So this month Slimming World is celebrating Free Food February! For those not a member of Slimming World, sadly this doesn’t mean free in terms of money. No, sadly Slimming World are not filling my freezer for me, free of charge. (Although that would be lovely, thank you).
Free food is basically food which, if following the Slimming World ‘Extra Easy’ plan, you can eat unlimited quantities of. Yup. Unlimited – eat all day, every day if your heart desires. And no, it’s not just fruit and veg. (I make a point to state this because that was exactly my first thought when I joined).
Free food includes pasta. Yup. Pasta!! I LOVE pasta. Especially unlimited pasta.
The only caveat to mention here is that every meal must include at least one third ‘speed food’ – this is where the fruit and veg come in. Certain types of fruit and veg (not all – be warned) are ‘speed foods’. Making sure you eat at least one third speed foods with every meal is part of what guarantees your weight loss with Slimming World.
If you want to know more, well, you need to join Slimming World! (Have I mentioned how much I love Slimming World yet?)
Anyway, back to the point. So, in celebration of Free Food February we had a taster session at my local Crookes Slimming World Group tonight, which is basically a big ‘bring and share’ meal.
Tasters are great – I always come away with another recipe I want to try!
You can find some of my recipes from the last taster (at Christmas) in my earlier blog posts, including Flying Pigs and Chocolate Orange Trifles.
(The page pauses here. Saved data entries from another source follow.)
PR #398, opened 2023-10-12
Use clock & tick instead of waituntil

Tbaut:
Small refactor to prevent using `waitUntil` when we know there's a setTimeout.

### DIFF
--- a/packages/ui/cypress/utils/clickOnConnect.ts
+++ b/packages/ui/cypress/utils/clickOnConnect.ts
@@ -1,0 +1,11 @@
+import { landingPage } from '../support/page-objects/landingPage'
+import { topMenuItems } from '../support/page-objects/topMenuItems'
+
+export const clickOnConnect = () => {
+  cy.clock()
+  topMenuItems.connectButton().click()
+  landingPage.accountsLoader().should('contain', 'Loading accounts')
+  cy.tick(500)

And there’s probably some from the taster before that too – they generally happen every few months.
However, low Syn recipes are one thing, but Syn free is a bit harder. Not so much with savoury food, that’s fairly easy given the free pasta, rice, meat, veg etc. But puddings? Other than fruit, this was a bit harder.
But who am I to resist a challenge? Here are the recipes for tonight’s taster offerings:
Prawn and Pepper Rice
Serves 4 – Syn Free
- 1 mug basmati rice
- 2 mugs water
- 1 chicken stock cube
- 1 tsp turmeric
- 1/2 tsp chilli flakes
- 1 tbsp garlic granules
- 2 tbsp tomato puree
- 6 x peppers (I used red and yellow)
- 1 pack cherry tomatoes
- 1 pack cooked king prawns
- Salt and pepper
- Preheat the oven to 200 degrees
- De-seed and chop the peppers into chunks (the chunks should be about the same size as half a cherry tomato)
- Spray a roasting tin with Frylight and chuck the peppers in. Spray the tops with Frylight again and then place them in the oven. Bake for approx 40 minutes or until soft and slightly charred at the edges
- Meanwhile, place the rice, water, stock cube, turmeric, chilli flakes, garlic granules and tomato puree in a large saucepan and give it all a quick stir
- Bring the pan to the boil and then turn down the heat to a simmer and place the lid on the pan. Simmer for 15-20 minutes or until all the liquid is absorbed. (Top tip – don’t stir too often or the rice will go starchy and sticky)
- Halve your cherry tomatoes and then combine everything in one large dish – cooked rice, cooked peppers, prawns (which should be the pre-cooked kind) and tomatoes – season with salt and pepper and there you go!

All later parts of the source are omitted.